Furthermore, it is our contention that content coverage in mathematics is very likely related to most other school, teacher, and student characteristics, which are also related to learning. If this is the case, then most data analyses relating those characteristics to outcome measures without the inclusion of a measure of content coverage (OTL) will produce biased estimates of the relationships of those variables to student outcomes. The direction and magnitude of the bias, however, is not known.

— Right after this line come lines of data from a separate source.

PR #2505, opened 2017-05-30
	[Perf] Optimize loading of SystemAssemblyService

Therzok:
This brings down RegisterSystemAssemblies from 618ms to 44ms, most of it IO bound. Total File.Exists calls down from 8919 to 402.


Therzok:
The total number of iterations in the loop is also smaller, this is a big win

PR #2508, opened 2017-05-30
Master fix56531

mkrueger:


mkrueger:
Note: The PasteFormattingRule is for fixing an issue where paste inserts unwanted new lines. Like pasting in a lambda expression. Couldn't be fixed earlier due to missing internals access :(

This suggests two important roles that the measurement of content coverage plays in educational research related to practice and policy. First, it can be conceived of as an important outcome in and of itself. The first four chapters of this book have such a focus as they characterize country differences in textbook and classroom coverage. This coverage reflects the policies of the country as to what content should be covered in what grades, and differences can be used to inform potential policy or practice reforms. Such characterizations of content coverage are outcomes of educational policy, and many countries monitor this coverage as they do other achievement measures. Part II of the book demonstrates the same use of content coverage as an important indicator of schooling, but in the context of teacher preparation.

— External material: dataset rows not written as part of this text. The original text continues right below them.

PR #2509, opened 2017-05-30
[Addin] changed access modifiers and added some properties   

gitexperience:
These classes and properties are being referenced by the CBinding Addin .


main/src/core/MonoDevelop.Ide/MonoDevelop.Ide.Gui.Components/ExtensibleTreeView.cs
```diff
@@ -598,7 +598,7 @@ internal ITreeBuilder CreateBuilder (Gtk.TreeIter it)
 			}
 		}
 
-		internal ITreeBuilderContext BuilderContext {
+		public ITreeBuilderContext BuilderContext {
```
slluis: This is not intended to be public.

main/src/core/MonoDevelop.Ide/gtk-gui/MonoDevelop.Ide.Projects.IncludeNewFilesDialog.cs
```diff
@@ -2,7 +2,7 @@
 // This file has been generated by the GUI designer. Do not modify.
 namespace MonoDevelop.Ide.Projects
 {
-	internal partial class IncludeNewFilesDialog
+	public partial class IncludeNewFilesDialog
```
slluis: It should not be public.

main/src/core/MonoDevelop.Ide/MonoDevelop.Ide.Gui.Pads.ProjectPad/SystemFileNodeBuilder.cs
```diff
@@ -43,7 +43,7 @@
 
 namespace MonoDevelop.Ide.Gui.Pads.ProjectPad
 {
-	class SystemFileNodeBuilder: TypeNodeBuilder
+	public class SystemFileNodeBuilder: TypeNodeBuilder
```
slluis: Why public?

main/src/core/MonoDevelop.Ide/MonoDevelop.Ide.Editor.Extension/CompletionTextEditorExtension.cs
```diff
@@ -52,7 +52,7 @@ public class CompletionTextEditorExtension : TextEditorExtension
 		bool autoHideCompletionWindow, autoHideParameterWindow;
 
 		ICompletionWidget completionWidget;
-		internal virtual ICompletionWidget CompletionWidget
+		public virtual ICompletionWidget CompletionWidget
```
slluis: Please explain why this needs to be public.

mhutch:
@slluis the CBinding implements a custom project type for CMake projects that derives directly from SolutionItem: https://github.com/mhutch/cbinding/blob/master/CBinding/CMake/CMakeTarget.cs. Because of this, the only way it's able to access existing solution pad functionality (without completely reimplementing _everything_) is to subclass and customize the node builders.

My feeling is that maybe we should factor out a base FolderNodeBuilder and FileNodeBuilder that operate on some kind of IFile and IFolder interfaces or something?

main/src/core/MonoDevelop.Ide/MonoDevelop.Ide.Editor.Extension/CompletionTextEditorExtension.cs
gitexperience: Because we need this property in CBinding :- https://github.com/mono/monodevelop/blob/master/main/src/core/MonoDevelop.Ide/MonoDevelop.Ide.Editor/Projection/ProjectedFilterCompletionTextEditorExtension.cs#L48

Therzok: protected internal would be better then.

gitexperience: Yes it is .. PR Updated 
Thanks!

slluis:
> My feeling is that maybe we should factor out a base FolderNodeBuilder and
> FileNodeBuilder that operate on some kind of IFile and IFolder interfaces or something?

Yes, that's what should be done.

main/src/core/MonoDevelop.Ide/MonoDevelop.Ide.Editor.Extension/CompletionTextEditorExtension.cs
slluis: I know it is for the CBinding. I want a good reasoning for each private API that is made public.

The other major use of OTL measures goes to their relationship to academic achievement. International studies have a long tradition of measuring student achievement in mathematics, and the results of TIMSS and PISA testing provide a rich source for country comparisons toward learning “what works”—or more precisely, determining the important variables that are related to achievement both across and within countries. Additional variables are included in such studies to characterize countries, schools, classrooms, teachers, and students. Many research studies have been published using this data, as well as those from TEDS-M and TALIS. We also find analyses in this book using all of these international data sets. But here we also find a shortcoming prevalent in the research literature: most of the authors do not control their analyses for differences across countries in terms of content coverage. This is especially true in Part IV of the book, as Sarah Lubienski’s comments on Chaps. 1519 confirm; she discusses the limitations of cross-sectional data sets, especially in terms of confounding variables that are not measured or are ignored in the analyses.

This is a serious limitation of the studies reported on in Chaps. 1519. Without adequate measures of OTL we do not know if the relationships described are characterizing the variables identified or are biased coefficients resulting from no accurate control of the variation in the content coverages, both within but especially across countries where we know how different content coverage can be (Schmidt et al., 2001).

TIMSS has always had measures of OTL but unfortunately they have become less specific and are not as detailed as in the original 1995 TIMSS. PISA in 2012 had OTL measures for the first time in mathematics. In general, like much of the educational research of this sort, the studies included in this book do not include these measures of OTL either, with the notable exceptions of Chap. 9 (using TEDS-M data) and Chap. 5 (using PISA data).

Despite the limitations of the studies reported on in this book, the book does make very visible the use of mathematics content coverage in international comparative research focusing on determining differences in content coverage as an important policy variable, as well as its use in reducing the potential bias associated with characterizing the relationship between various other schooling variables and academic performance.